View Single Post
  #1   Report Post  
MLeditor_Dana
 
Posts: n/a
Default How to clean .rtf documents

My company uses .rtf documents as "raw" documents (revised annually) that are
subsequently converted (via a special in-house conversion program) to
speically coded html documents for use on our web site. Over the past 2
years or so, we have noticed more than ever that our conversion program is
getting caught up on all the extraneous code automatically entered into .rtf
documents as they are opened and edited by various people. The code causes
our conversion program to skip important sections of text that should be
recognized and linked, and occasionally, the file will get so jumbled with
this text that the conversion program rejects it altogether!

Currently, the only way I know to fix the problem is to save the entire
document as a .txt file, then resave it as .rtf. Then reformat all my lost
formatting (bolds, italics, etc). And even then, I still sometimes have to
re-open the file as .txt and manually hunt for the offensive code! We have
over 1200 documents that I reconvert 4 times a year, so I'm wasting a ton of
time.

Is there a way to "clean" this code? Also, is there a way to turn off this
annoying code so that it doesn't get entered in the first place? (I believe
much of this formatting is RSID code that records document changes and
versions?

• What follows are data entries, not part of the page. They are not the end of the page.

PR #4614, opened 2026-08-23
fix(node): send gzip bytes instead of a Blob request body

iamomiid:
## Problem

#4423 moved Node compression to `node:zlib`, which removed the `Blob.slice().arrayBuffer()` reads in `validateNativeGzip`. The compressed payload is still wrapped in a `Blob` though, and that Blob is what gets handed to `fetch` as the request body — so one Blob is still read per request.

On Node 24.16 and later every Blob read leaks a native `BlobReader` that stays registered on the Node `Environment` for the life of the process (nodejs/node#63574). That lines up with the numbers in #4423: RSS improved from 145 MB to 111 MB but kept climbing instead of flattening.

Measuring retained `heapUsed` after a forced GC, on published `posthog-node` 5.50.0. Module-level client, `flushAt: 1`, `flushInterval: 0`, `capture()` + `await flush()` in a loop against a local sink:

| Node | Config | heap per capture |
| --- | --- | --- |
| 24.17.0 | default | **2.29 KB, linear across 8,000 captures** |
| 24.17.0 | `disableCompression: true` | ~0, flat |
| 20.11.1 | default | ~0, flat |

A heap snapshot after 4,200 captures has 4,201 live `BlobReader`, 4,203 `Blob` and 4,204 `ReadableStream` instances one per capture. The strong retainer path ends in Node itself, not in SDK code:

```
(GC root) -> Node / Environment -> Node / PrincipalRealm
          -> Node / BaseObjectList -> native: Node / Blob::Reader -> BlobReader
```

With this change the same run is flat at ~10.2 MB across 8,000 captures, and the snapshot has zero live `BlobReader`s. 

## Changes

`fetch` takes a `Uint8Array` body directly, so the `Blob` wrapper isn't needed.

- `gzip.node.ts` returns the `Uint8Array` instead of wrapping it in a `Blob`.
- Widen the body type through the places it flows: `compressPayload` in core and in the Node entrypoint, `PostHogFetchOptions.body`, and the Capture V1 `compress` hook and local `body`.
- `fetchWithRetry` computes `reqByteLength` from either a `Blob` or a string; it now handles `Uint8Array` too, in both the `try` and the `catch`.
- The Capture V1 wiring tests asserted `toBeInstanceOf(Blob)` on the request body, so those assertions and the test's `readCompressedBody` helper now expect bytes.
- Added a case to `gzip.node.spec.ts` covering the success path — it asserts the result is a `Uint8Array`, not a `Blob`, and gunzips back to the input. The existing spec mocked `node:zlib` to always fail, so the mock is now toggleable to keep both cases in one file.

The edge entrypoint is untouched and still uses `CompressionStream`.

### Libraries affected

- [ ] All of them
- [ ] posthog-js (web)
- [x] posthog-node
- [ ] posthog-react-native
- [ ] @posthog/react
- [ ] @posthog/ai
- [ ] @posthog/convex
- [ ] @posthog/next
- [ ] @posthog/nextjs-config
- [ ] @posthog/nuxt
- [ ] @posthog/rollup-plugin
- [ ] @posthog/webpack-plugin
- [ ] @posthog/types
- [ ] @posthog/browser-common

## Checklist

- [x] Tests for new code

### If releasing new changes

## 🤖 Agent context

This started from a memory leak on my own Next.js site, which turned out to be a different SDK entirely. Chasing it down meant building a harness that forces GC over the V8 inspector before sampling `heapUsed`, so the numbers are retention rather than GC lag, that's why they disagree with the RSS/`heapTotal` figures in #4423, which plateau visually but keep climbing underneath.

Claude Code did the bisecting, heap-snapshot analysis and the patch under my direction. The `Uint8Array<ArrayBuffer>` detail and the `fetchWithRetry` byte-length branch only surfaced from type-checking the real monorepo, not from reading the source.

Verified locally: `pnpm build`, `pnpm test:unit` (882 in core, 921 in node), `pnpm test:functional`, `test:edge-compat`, and lint. `posthog-js` and `posthog-react-native` build too, since they also consume `PostHogFetchOptions`. The leak measurement used the freshly built fork `dist` overlaid on a 5.50.0 install, and a sink that gunzips and parses the body accepted 10/10 requests with `Content-Encoding: gzip` intact, so the wire format is unchanged.

### DIFF
--- a/packages/core/src/types.ts
+++ b/packages/core/src/types.ts
@@ -299,12 +299,14 @@ export enum PostHogPersistedProperty {
   DeviceId = 'device_id', // only used by posthog-react-native
 }
 
+export type PostHogFetchBodyBytes = Uint8Array & { buffer: ArrayBuffer }
+
 export type PostHogFetchOptions = {
   method: 'GET' | 'POST' | 'PUT' | 'PATCH'
   mode?: 'no-cors'
   credentials?: 'omit'
   headers: { [key: string]: string }
-  body?: string | Blob | Uint8Array<ArrayBuffer>
+  body?: string | Blob | PostHogFetchBodyBytes
   signal?: AbortSignal
 }
 
--- a/packages/core/src/types.ts
+++ b/packages/core/src/types.ts
@@ -304,7 +304,7 @@ export type PostHogFetchOptions = {
   mode?: 'no-cors'
   credentials?: 'omit'
   headers: { [key: string]: string }
-  body?: string | Blob
+  body?: string | Blob | Uint8Array<ArrayBuffer>
   signal?: AbortSignal
 }
 
--- a/.changeset/node-gzip-uint8array-body.md
+++ b/.changeset/node-gzip-uint8array-body.md
@@ -1,0 +1,6 @@
+---
+'@posthog/core': patch
+'posthog-node': patch
+---
+
+The Node SDK now sends the raw gzip bytes as the request body instead of wrapping them in a `Blob`. On Node 24.16 and later, reading a `Blob` request body leaks a native `BlobReader` that is never released, so a service calling `capture()` and `flush()` once per request grew by roughly 2.3 KB of heap per event and never gave it back. This completes the work in #4423: switching to `node:zlib` removed the compression-time Blob reads, but the body itself was still a Blob and still got read once per request. Compression behaviour, headers and the wire format are unchanged, and the edge build keeps using `CompressionStream`.
--- a/packages/core/src/posthog-core-stateless.ts
+++ b/packages/core/src/posthog-core-stateless.ts
@@ -1447,7 +1447,7 @@ export abstract class PostHogCoreStateless {
    * Compresses an outgoing payload. Runtime-specific clients can override this
    * to avoid using the Web Streams compression implementation.
    */
-  protected compressPayload(payload: string): Promise<Blob | null> {
+  protected compressPayload(payload: string): Promise<Blob | Uint8Array<ArrayBuffer> | null> {
     return gzipCompress(payload, this.isDebug)
   }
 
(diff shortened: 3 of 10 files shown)


packages/core/src/types.ts
```diff
@@ -304,7 +304,7 @@ export type PostHogFetchOptions = {
   mode?: 'no-cors'
   credentials?: 'omit'
   headers: { [key: string]: string }
-  body?: string | Blob
+  body?: string | Blob | Uint8Array<ArrayBuffer>
```
marandaneto: blocking: Avoid requiring generic typed arrays in public declarations — `Uint8Array<ArrayBuffer>` requires newer generic typed-array declarations; TypeScript 4.7.4, which is still used by `examples/example-node` and represented in the repository's minimum-version matrix, reports `TS2315: Type 'Uint8Array' is not generic`. Because this type and the changed `PostHog` method signatures are emitted in public declarations, Node consumers compiling without `skipLibCheck` will fail immediately after upgrading.

marandaneto (commented):

marandaneto:
thanks @iamomiid left a comment

packages/core/src/types.ts
marandaneto: suggestion: Use the backward-compatible, non-generic `Uint8Array` type in all seven changed signatures (for example, `body?: string | Blob | Uint8Array`) while keeping `return new Uint8Array(compressed)` unchanged. This still sends raw gzip bytes and avoids the `BlobReader` leak without raising the consumer TypeScript minimum; ideally, add a `posthog-node` consumer check using TypeScript 4.7 without `skipLibCheck` as regression coverage.

iamomiid: @marandaneto I forgot about older versions of TS. Also, plain Uint8Array alone doesn't hold. Recent `lib.dom` types BodyInit as accepting only ArrayBuffer-backed views, so `PostHogFetchOptions` stops being assignable to `RequestInit` and the build breaks where the SDK passes its options to the global fetch.

Rather than casting, I had to create a new type `PostHogFetchBodyBytes`.

Parses on TS 4.7, still satisfies `BodyInit`, and `new Uint8Array(compressed)` assigns to it with no cast and no copy. 

On the regression check: a `posthog-node` consumer on TS 4.7 without `skipLibCheck` already fails on published 5.50.0 - `TS1383` in core's `export type *` and missing `express` types. I get those two against this branch and nothing else, no `TS2315`. So a no-`skipLibCheck` job would go red on `main` today. Happy to add one once those are fixed, or a cheaper check that fails if generic typed arrays appear in published `.d.ts`.

It's your call.

marandaneto: nice, thanks

marandaneto (approved):

PR #4615, opened 2026-08-23
Fix toolbar loading in no-external builds

### LINKED ISSUE #3950: posthog-js: toolbar does not load with `module.full.no-external` variant
## Bug description

When using the `posthog-js/dist/module.full.no-external` import for posthog-js, the toolbar cannot load as its code is not bundled in the JS library.

## How to reproduce

1. Setup Posthog client using `posthog-js/dist/module.full.no-external`
2. Go to Posthog and launch the toolbar -> does not load
3. Copy the launching code from posthog in the console -> toolbar does not load

## Related sub-libraries

- [ ] All of them
- [x] posthog-js (web)
- [ ] posthog-node
- [ ] posthog-react-native
- [ ] @posthog/react
- [ ] @posthog/ai
- [ ] @posthog/convex
- [ ] @posthog/nextjs-config
- [ ] @posthog/nuxt
- [ ] @posthog/rollup-plugin
- [ ] @posthog/webpack-plugin

vaibhavmashal:
Fixes #3950

### DIFF
--- a/packages/browser/src/entrypoints/module.full.no-external.es.ts
+++ b/packages/browser/src/entrypoints/module.full.no-external.es.ts
@@ -1,5 +1,6 @@
 import './all-external-dependencies'
 import './lazy-recorder'
+import './external-scripts-loader'
 import posthog from './module.no-external.es'
 export * from './module.no-external.es'
 export default posthog
--- a/.changeset/fix-toolbar-no-external.md
+++ b/.changeset/fix-toolbar-no-external.md
@@ -1,0 +1,5 @@
+---
+"posthog-js": patch
+---
+
+Fix toolbar loading in no-external builds
--- a/packages/browser/src/entrypoints/array.full.no-external.ts
+++ b/packages/browser/src/entrypoints/array.full.no-external.ts
@@ -1,4 +1,5 @@
 // Same as loader-globals.ts except includes all additional extension loaders
 import './all-external-dependencies'
 import './lazy-recorder'
+import './external-scripts-loader'
 import './array.no-external'


packages/browser/src/entrypoints/module.full.no-external.es.ts
```diff
@@ -1,5 +1,6 @@
 import './all-external-dependencies'
 import './lazy-recorder'
+import './external-scripts-loader'
```
marandaneto, line 3: blocking: Preserve the no-external contract — importing the general script loader enables runtime script injection in an entrypoint that explicitly promises no loaders, and it makes the existing `module.test.ts` no-loader assertion fail after building. This regresses CSP/offline/browser-extension consumers; toolbar support needs an explicit opt-in entrypoint or another contract-level design. The same issue applies to `array.full.no-external.ts`.

marandaneto (commented):

marandaneto:
@dustinbyrne something to think off due to extensions
thanks @vaibhavmashal left a few comments

dustinbyrne:
hey @vaibhavmashal, thanks for the pull request!

> @dustinbyrne something to think off due to extensions

`Toolbar` is already a tree-shakable extension, but the issue is that the toolbar assets aren't bundled into any entrypoint that we ship here. the `Toolbar` extension _requires_ `external-scripts-loader` for this reason. however, the `*.no-external` bundle variants explicitly do not allow loading external scripts, so the toolbar is incompatible.

given that, we have two options:
1. allow the toolbar to be the one exception to `no-external` and load the external script. some users might consider this to be unexpected. we'd also need to guarantee that this doesn't open the door for loading other external scripts given current behavior.
2. include the toolbar assets into the `no-external` bundle. this stays true to the `no-external` entrypoint, but bloats the bundle size with a (mostly) non-user facing asset.

each option has its upsides and downsides, so it's not clear to me that either is the better option. @vaibhavmashal is this something that you're affected by?

vaibhavmashal:
Since both options have their trade-offs (Option 1 breaks the strict no-external CSP contract, and Option 2 bloats the bundle size), and @marandaneto rightly pointed out that importing the general script loader breaks the module test assertions for no-loader builds, I'll close this PR for now to avoid forcing a controversial architectural change. Happy to reopen once the maintainer team aligns on a contract-level design for toolbar support in no-external builds!

Issue #710, opened 2023-06-22
Uncaught RangeError: invalid field value


dynalz:
I'm having an issue on this page in particular (live):
https://lp.ricardomatos.me/e2_imo4all_o2f1-masterclass_1

For some reason I cannot capture anything, as it just throws an error
Error to reproduce in console:
`posthog.capture('input-capture', { $set: {foo: "bar"} })`

Traceback as follows:
```
uuidv7.ts:59 Uncaught RangeError: invalid field value
    at Function.value (uuidv7.ts:59:19)
    at e.value (uuidv7.ts:181:21)
    at e.value (uuidv7.ts:137:28)
    at F (uuidv7.ts:244:92)
    at se (uuidv7.ts:241:37)
    at e.value (posthog-core.ts:851:19)
    at e.value (posthog-core.ts:520:18)
    at posthog-core.ts:2107:18
    at L (utils.ts:129:26)
    at posthog-core.ts:2106:5
```

I managed to debug and trace it back to here:
![image](https://github.com/PostHog/posthog-js/assets/12519753/db3d08f6-006d-4d3c-a753-012cbaf42bb7)

neilkakkar:
(cc: @pauldambra )

pauldambra:
Copying random code off the internet finally back-fired 🤣 Thanks for the heads-up @neilkakkar and thanks for the report @dynalz . This is a super clear bug report thanks for taking the time 🙌

pauldambra:
If I visit your page with adblockers on then I can run PostHog without seeing the error. 

In your screenshot, the value of the first argument should be a number but appears to be a Date object. I _think_ one of the other trackers on the page is over-riding `Date.now()` which is very cheeky of them 🤣 Or maybe Chrome is being super helpful 

<img width="404" alt="Screenshot 2023-06-23 at 12 51 48" src="https://github.com/PostHog/posthog-js/assets/984817/e5b8262a-34c4-4cf7-bcea-f3d6ae539ed4">

My chrome (at least) provides a number as expected.

So I guess there are two things here

1) Is there a safer way for us to get the current time
2) Should we really throw in this method? If we send an event to PostHog without a UUID we generate one on the backend. So we lose re-triablity but you don't lose your data 🤔

pauldambra:
My whole network at home blocks ad-trackers so this was hard to investigate 🤣 

I hooked my phone up for remote debugging since that device has a VPN. 

[...]

PR #4616, opened 2026-08-24
fix(core): clamp uuidv7 RNG output to a valid uint32 so a nonconformant Math.random cannot crash event capture

shahidrogers:
## Problem

The vendored UUIDv7 generator in `@posthog/core` builds its random fields from a `Math.random()`-based `nextUint32()` (Web Crypto is deliberately disabled for React Native compatibility). If the environment's `Math.random()` ever returns a nonconformant value — **≥ 1.0 or NaN** — `nextUint32()` produces a value outside `[0, 2^32)`, and `UUID.fromFieldsV7` throws `RangeError: invalid field value`.

This is not hypothetical. On React Native Android, Hermes implements `Math.random` with C++ `std::uniform_real_distribution` ([facebook/hermes#1169](https://github.com/facebook/hermes/issues/1169)), which is [documented](https://en.cppreference.com/w/cpp/numeric/random/uniform_real_distribution) to occasionally return its upper bound (1.0) in most standard-library implementations. In our production fintech app (posthog-react-native 4.61.4 / @posthog/core 1.46.7) affected devices hit the throw inside `PromiseQueue.add → uuidv7()` during the SDK's **internal event-queue flush** — a code path the host app cannot wrap in a try/catch — producing a fatal startup crash loop ~1.5 s after every cold start (Crashlytics: repeated `RangeError: invalid field value` with the `fromFieldsV7 → generateOrAbortCore → generateOrResetCore → generate → uuidv7 → add → addPendingPromise → flushInternal → flush` JS stack). Reinstalling the app does not help; those users are hard-locked out. Related older report: #710.

## Changes

- `packages/core/src/vendor/uuidv7.ts`: clamp `getDefaultRandom().nextUint32()` with `>>> 0` (ToUint32). A misbehaving `Math.random` now degrades entropy for that one id (NaN → 0, ≥ 2^32 wraps) instead of throwing. The timestamp bits are untouched and every downstream field (`randA ≤ 0xfff`, `randBHi < 2^30`, `randBLo ≤ 0xffffffff`, counter ≤ MAX_COUNTER) is mathematically in range, so generated ids remain spec-valid UUIDv7. Conformant engines are unaffected: for in-range inputs `>>> 0` is an identity.
- `packages/core/src/vendor/uuidv7.spec.ts`: new spec asserting `V7Generator.generate()` returns a well-formed v7 UUID when `Math.random()` is stubbed to `1.0`, `1.5`, and `NaN` (all three throw today), plus a sanity check with the real `Math.random`.
- Changeset included (`@posthog/core`: patch).

### Libraries affected

The changed package is `@posthog/core`, so every SDK consuming it picks the fix up via the changesets `updateInternalDependencies` flow. The consumer where the crash was observed:

- [ ] All of them
- [ ] posthog-js (web)
- [ ] posthog-node
- [x] posthog-react-native
- [ ] @posthog/react
- [ ] @posthog/ai
- [ ] @posthog/convex
- [ ] @posthog/next
- [ ] @posthog/nextjs-config
- [ ] @posthog/nuxt
- [ ] @posthog/rollup-plugin
- [ ] @posthog/webpack-plugin
- [ ] @posthog/types
- [ ] @posthog/browser-common

## Checklist

- [x] Tests for new code
- [x] Accounted for the impact of any changes across different platforms (identity for conformant `Math.random`; only nonconforming values change behavior, from throw to wrap)
- [x] Took care not to unnecessarily increase the bundle size (one `>>> 0`)

### If releasing new changes

- [x] Changeset file added (`.changeset/fix-uuidv7-clamp-nextuint32.md` — authored manually, same format as `pnpm changeset` output)

## 🤖 Agent context

- Authored with Claude Code during a production Crashlytics investigation directed by @shahidrogers (who previously attempted the broader #4064, closed by the stale bot).
- Decisions: an earlier approach sanitized the timestamp/inputs across the generator (#4064); this PR is deliberately narrower — since 1.46.x already validates `unixTsMs` in `generateOrAbortCore` with a distinct error message, production stacks prove the failing fields are RNG-derived, so only `nextUint32` needs guarding.
- Verified by running the patched generator (tsx) with `Math.random` stubbed to 1.0 / 1.5 / NaN — all previously threw, all now produce regex-valid v7 UUIDs. Full monorepo test suite not run locally; relying on CI.

### DIFF
--- a/.changeset/fix-uuidv7-clamp-nextuint32.md
+++ b/.changeset/fix-uuidv7-clamp-nextuint32.md
@@ -1,0 +1,5 @@
+---
+'@posthog/core': patch
+---
+
+Stop crashing when the environment's `Math.random()` misbehaves. The vendored UUIDv7 generator builds its random fields from a `Math.random()`-based `nextUint32()`, and a nonconformant implementation that returns a value of 1 or greater, or NaN, pushed those fields out of range, so `fromFieldsV7` threw `RangeError: invalid field value` on every event captured. On React Native this is not hypothetical: Hermes implements `Math.random` with C++ `std::uniform_real_distribution`, which is documented to occasionally return its upper bound, and affected Android devices crash-looped on startup during the SDK's internal event-queue flush — a path applications cannot wrap in a try/catch. `nextUint32()` now clamps its result to a valid unsigned 32-bit integer (`>>> 0`), so a bad random value degrades UUID entropy for that id instead of taking the app down; the timestamp bits are untouched and generated ids remain spec-valid UUIDv7.
--- a/.changeset/fix-uuidv7-clamp-nextuint32.md
+++ b/.changeset/fix-uuidv7-clamp-nextuint32.md
@@ -1,5 +1,6 @@
 ---
 '@posthog/core': patch
+'posthog-react-native': patch
 ---
 
 Stop crashing when the environment's `Math.random()` misbehaves. The vendored UUIDv7 generator builds its random fields from a `Math.random()`-based `nextUint32()`, and a nonconformant implementation that returns a value of 1 or greater, or NaN, pushed those fields out of range, so `fromFieldsV7` threw `RangeError: invalid field value` on every event captured. On React Native this is not hypothetical: Hermes implements `Math.random` with C++ `std::uniform_real_distribution`, which is documented to occasionally return its upper bound, and affected Android devices crash-looped on startup during the SDK's internal event-queue flush — a path applications cannot wrap in a try/catch. `nextUint32()` now clamps its result to a valid unsigned 32-bit integer (`>>> 0`), so a bad random value degrades UUID entropy for that id instead of taking the app down; the timestamp bits are untouched and generated ids remain spec-valid UUIDv7.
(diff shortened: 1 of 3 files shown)


marandaneto:
thanks @shahidrogers and good catch

.changeset/fix-uuidv7-clamp-nextuint32.md
```diff
@@ -0,0 +1,5 @@
+---
+'@posthog/core': patch
```
marandaneto, line 2: blocking: This changeset only releases `@posthog/core`, so consumers can publish without requiring the fixed core version. Please also add patch entries for every package whose runtime directly uses this UUIDv7 generator, inherits the core capture path, or ships the affected `posthog-node`: `@posthog/ai`, `@posthog/convex`, `@posthog/mcp`, `@posthog/next`, `@posthog/nuxt`, `posthog-js-lite`, `posthog-node`, and `posthog-react-native`.

marandaneto (approved):

marandaneto:
this lib is vendored so https://github.com/LiosK/uuidv7/pull/17

marandaneto:
@shahidrogers 

you need to sign your commits and force push so we can merge your pr, thanks again

shahidrogers:
Thanks @marandaneto for the speedy review and merge! Confirmed the mask is in @posthog/core 1.48.12 onwards — we'll drop our local patch when we bump.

Much of our revision process involved pasting text from other
documents, so Im sure some of this code is getting entered as a result of
the copy/paste.)

For example, this:
2-Methyl-3-hydroxybutyryl-}{\insrsid8069086
coA}{\insrsid8069086\charrsid1904895 dehydrogenase deficiency is a rare
X-linked organic aciduria with a highly unusual \'93neurodegenerative\'94
disease

should simply be this:
2-Methyl-3-hydroxybutyryl-coA dehydrogenase deficiency is a rare X-linked
organic aciduria with a highly unusual "neurodegenerative" disease

ANY assistance is MUCH appreciated!!